聞言柴胡麵露驚色,臉上的黑氣兒也散了,“你說,她……生產了?”
見他表情還算得當,九丫心裏稍微平靜了些,開口答道:“昨兒夜裏生誕了一個女兒,夫人讓我來找你,走吧,跟我回楊府去,隻當我求你回去的,不會傷及麵子的。”
說著九丫便要移步,本想著身後的人會跟上,她卻高估了自已,亦低估了柴胡。再望向他,他的神色已不似剛才那般單純,或高興或猶豫或不安或難過,短短片刻他便將這些表情都貼上了臉。
“怎麼著?莫不是你真不想見他們母女?”九丫忙開了口,以便他繼續胡想。
他垂著的雙眼總算抬了起來,“日後再說吧。”
九丫頓時沒了好氣,“日後?日後隻怕你後悔都來不及了。”
她雖如此說,但他心裏已有了決定,亦不是旁人三言兩語能改變的,“那也日後才知道。”
說著人已轉了身,九丫扶著肚子,卻哪裏趕得上,眼看對方便要轉過巷口,她急著開口道:“你以為這樣便能護得她們嗎?哀莫大於心死,這道理你難道不知道嗎?”

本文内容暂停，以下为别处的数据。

PR #4895, opened 2026-01-14
MLMG: Make the single-stream no-sync GPU mode safe and document it

WeiqunZhang:
`MLMG::setNoGpuSync(true)` runs `solve()` in a `Gpu::SingleStreamRegion` without
the implicit stream synchronizations. This PR makes that mode safe. The default
stays off because it only helps small problems with few boxes and slows down
solvers with many small per-box kernels (e.g., nodal and EB with many boxes).

* `FabArray::clear_arrays()` and `detail::destroy_par_for_boxes()` free the
  pinned mirrors and their device copies with `Gpu::freeAsync`, because the
  host-to-device copy is asynchronous. `Arena::Finalize` flushes the deferred
  frees, and `Device::freeAsync` frees directly when there are no streams.
* Temporary `MultiFab`s created inside `solve()` are allocated from
  `The_Async_Arena()` (smoothers, restriction/interpolation, bottom CG vectors,
  nodal reflux, `makeNLinOp`, HYPRE/PETSc, `average_down*`, `OverrideSync`).
  `MLLinOp::make`, `makeCoarseMG` and `makeCoarseAmr` gained `MFInfo` overloads.
* HYPRE and PETSc `loadVectors` synchronize before passing device data to the
  library.
* `solve()` uses `Gpu::SyncAtExitOnly` and `Gpu::SingleStreamRegion` as RAII
  objects, so the state is restored on exceptions and streams are synchronized
  on exit.
* Docs describe `setNoGpuSync` and the rules for temporaries in a no-sync
  region. `Tests/GPU/ExternalStream` gained an MLMG lifetime test that runs in
  both modes.


WeiqunZhang:
For temporary MultiFabs allocated in solve() and functions called by solve(), we could use The_Async_Arena(). We also need to make sure that MultiFab utility functions are safe to be used inside no-sync region.

WeiqunZhang:
# Review: PR #4895 "MLMG: Change default of do_no_sync_gpu to true"

Reviewed 2026-09-01 at PR head 517a4101 (branch `mlmg_nosync`; the local merge of
`development` on top only adds CHANGES.md). CI is green on the head commit.

## Verdict

No correctness problems found. The lifetime story is sound: every function-local
temporary reachable from `MLMG::solve()` now lives in `The_Async_Arena()` (an `SArena`
that allocates from `The_Arena` and defers the free to the allocating stream's next
sync), the `FabArray` Array4 mirrors and `ParForInfo` box tables are freed with
`Gpu::freeAsync`, and the HYPRE/PETSc `loadVectors` paths got the missing stream sync
before handing device pointers to the library.

The concern is the *default* flip. On this machine the new mode is a clear win only for
cell-centered, non-EB solves with few boxes. Nodal and EB solves get 1.3x to 2.3x
slower, and cell-centered solves with many 16^3 boxes get 1.4x slower. See the numbers
below. The cause is `SingleStreamRegion` serializing per-box `MFIter` kernels; it is not
the deferred-free cap and not arena growth (both tested).

Recommendation: do not flip the default unconditionally. Either keep it off (WarpX already
opts in via `setNoGpuSync(true)`), or make it operator-dependent (e.g. a virtual on
`MLLinOp` that is true for `MLABecLaplacian`/`MLPoisson`/`MLALaplacian` without EB and
false for nodal, EB and tensor operators until their per-box loops are fused).

## Measurements (RTX 5070, CUDA 13.3, 3D, single rank, `MLMG: Timers: Solve`)

The PR head was built in a scratch worktree; the only local change was an input knob
`mlmg.no_sync` in the three test drivers so both modes run the same binary.
`amrex.the_arena_init_size=6e9` for the multi-level cases (2e9 for the single-box ones).

| Case | no_sync=1 (new default) | no_sync=0 | ratio |
|---|---|---|---|
| ABecLaplacian_C, 1 box 32^3 | 0.0040 s | 0.0071 s | 0.56 |
| ABecLaplacian_C, 1 box 64^3 | 0.0074 s | 0.0115 s | 0.64 |
| ABecLaplacian_C, 2 lev 128^3 mgs=64 | 0.078 s | 0.083 s | 0.94 |
| ABecLaplacian_C, 2 lev 128^3 mgs=16 | 0.41 s | 0.29 s | 1.42 |
| MLPoisson (prob_type=2), 2 lev mgs=16 | 0.45 s | 0.34 s | 1.31 |
| NodalPoisson, 1 box 32^3 | 0.0108 s | 0.0129 s | 0.84 |
| NodalPoisson, 1 box 64^3 | 0.023 s | 0.025 s | 0.90 |
| NodalPoisson, 2 lev 64^3 mgs=32 | 0.097 s | 0.072 s | 1.35 |
| NodalPoisson, 2 lev 64^3 mgs=16 | 0.35 s | 0.15 s | 2.30 |
| CellEB2 flower, 2 lev 128^3 mgs=64 | 4.11 s | 1.79 s | 2.30 |

Controls: raising the 100-entry `StreamManager::free_async` cap to 1e8 changed no number;
neither did the arena pre-allocation. nsys on the 64^3 nodal case shows identical kernel
counts (1365) in both modes and 96 vs 599 `cudaStreamSynchronize` calls. The "Bottom"
timer looks 3-8x worse in no-sync mode only because the first reduction in the bottom
solve absorbs the smoother work queued ahead of it; it is a timer artifact.

Residuals are bit-identical between modes for the cell-centered solvers. The nodal
solver differs in the last digits between runs in both modes (pre-existing atomics).

## Static review notes

- `solve()`: `no_sync_region` is declared before `single_stream_region`, so the
  single-stream region is popped first and `SyncAtExitOnly` then calls
  `streamSynchronizeAll()`. Nested solves (NSolve) inherit the region and do not sync
  at exit, as intended.
- `SArena::free` goes through `Gpu::freeAsync` on the FAB's allocation stream, so a
  `The_Async_Arena` MultiFab that is created inside an `ExternalGpuStreamRegion` and
  destroyed after it would abort in `streamOrderedFreeAsync`. Every site changed in
  the PR is function-local, so this is only reachable through
  `OverrideSync_nowait`/`_finish` straddling a stream-region boundary. Worth a comment.
- With more than 100 local FABs, destroying one Async-Arena temporary forces a stream
  sync through the wait-list cap. Measured to be harmless here, but it silently
  reintroduces syncs for many-box ranks.
- Remaining default-arena temporaries in MLMG (`defineBC`, `setLevelBC`,
  `MLCurlCurl::setAlpha`, `compResidual`, `compRHS`, `compSyncResidualCoarse`,
  `apply`, `getFluxes`) are all outside `solve()`, so they are fine.
- HYPRE/PETSc `getSolution`: the Async-Arena `tmp` is safe because the library writes
  complete before `hypreSynchronize()`/`Gpu::synchronize()` and the copy back runs on
  the AMReX stream that also owns the deferred free.
- `Arena::Finalize` needs the new `clearFreeAsyncBuffer()` call because
  `FabArrayBase::Finalize` (run from the finalize-function stack) frees `ParForInfo`
  tables after the initial `streamSynchronizeAll()`.

## Nits

- Docs (GPU.rst): "undefined behavior on some backends such as SYCL" is technically
  right (`cudaFree`/`hipFree` synchronize the device before releasing; `sycl::free` does
  not wait), but it should not single out SYCL. Suggested: "Whether this is safe depends
  on the backend (CUDA and HIP force a device-wide synchronization in the release; SYCL
  does not), so it must not be relied upon."
- `Tests/GPU/ExternalStream/GNUmakefile` was not updated, so `test_mlmg_lifetime`
  only builds with CMake.
- CodeQL "unused local variable" on `[[maybe_unused]] Gpu::SyncAtExitOnly no_sync{};`
  in `setBCoeffs` is a false positive; same pattern as `ParticleContainerI.H`.

## Commands run

```
cmake -S . -B build-cuda -DAMReX_GPU_BACKEND=CUDA -DCMAKE_CUDA_ARCHITECTURES=120 \
  -DAMReX_MPI=OFF -DAMReX_SPACEDIM=3 -DAMReX_EB=ON -DAMReX_ENABLE_TESTS=ON \
  -DAMReX_TEST_TYPE=All -DCMAKE_BUILD_TYPE=Release -DAMReX_FORTRAN=OFF
cmake --build build-cuda -j20 --target Test_GPU_ExternalStream_3d \
  Test_LinearSolvers_ABecLaplacian_C_3d Test_LinearSolvers_NodalPoisson_3d
cd Tests/LinearSolvers/CellEB2 && make -j8 USE_CUDA=TRUE CUDA_ARCH=120 USE_MPI=FALSE DIM=3
```

`Test_GPU_ExternalStream_3d` (with `AMREX_TEST_LINEAR_SOLVERS`) passed 3/3 runs.

WeiqunZhang:
Maybe the default should be off, and the users can opt in. @AlexanderSinn 

@RemiLehe I will make sync vs. nosync part of auto-tuner.

WeiqunZhang:
Needed by https://github.com/BLAST-WarpX/warpx/pull/7213

atmyers (approved):

PR #4898, opened 2026-01-15
Fix a bug introduced in #4897

WeiqunZhang:
The issue was there was an out of bound error in MFIter when local size is zero.


atmyers (approved):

此言末了,巷口處的人果然緩下了步子,“難道讓我眼睜睜讓她們跟著我不得好死?”
從前在城前巷子時,但凡有什麼大事,他都會擋在最前麵,如今那樣的氣勢卻再也尋不到。九丫心頭一沉,默了片刻,先前想要說服他的話竟然憋在了口中,忽而換做了另一句:“那個位置……你想坐上去嗎?”
柴胡似有些疑惑,可一瞬後便知她何意,臉上頓時露出驚訝之色,嘴微張了半晌,最終擰著眉道:“我隻是想讓身邊的人平平安安。阿九,其實你又何嚐不是受了我的牽連。他們不會放過我們的,就像對榮國夫人那樣。”
九丫緊咬著唇,直到大誌進了巷子,她才回過神來。
雖然九丫竭力相勸,但最終柴胡終究沒來楊府,隻是差人送來了孩子取名的名貼,楊夫人見後氣得撕成了幾半,直說要讓人去郡王府將他綁了來。嘴上雖這麼說,但她終究還得顧著楊繆繆的心情與楊府的顏麵,強人所難之事,怎麼也做不出來。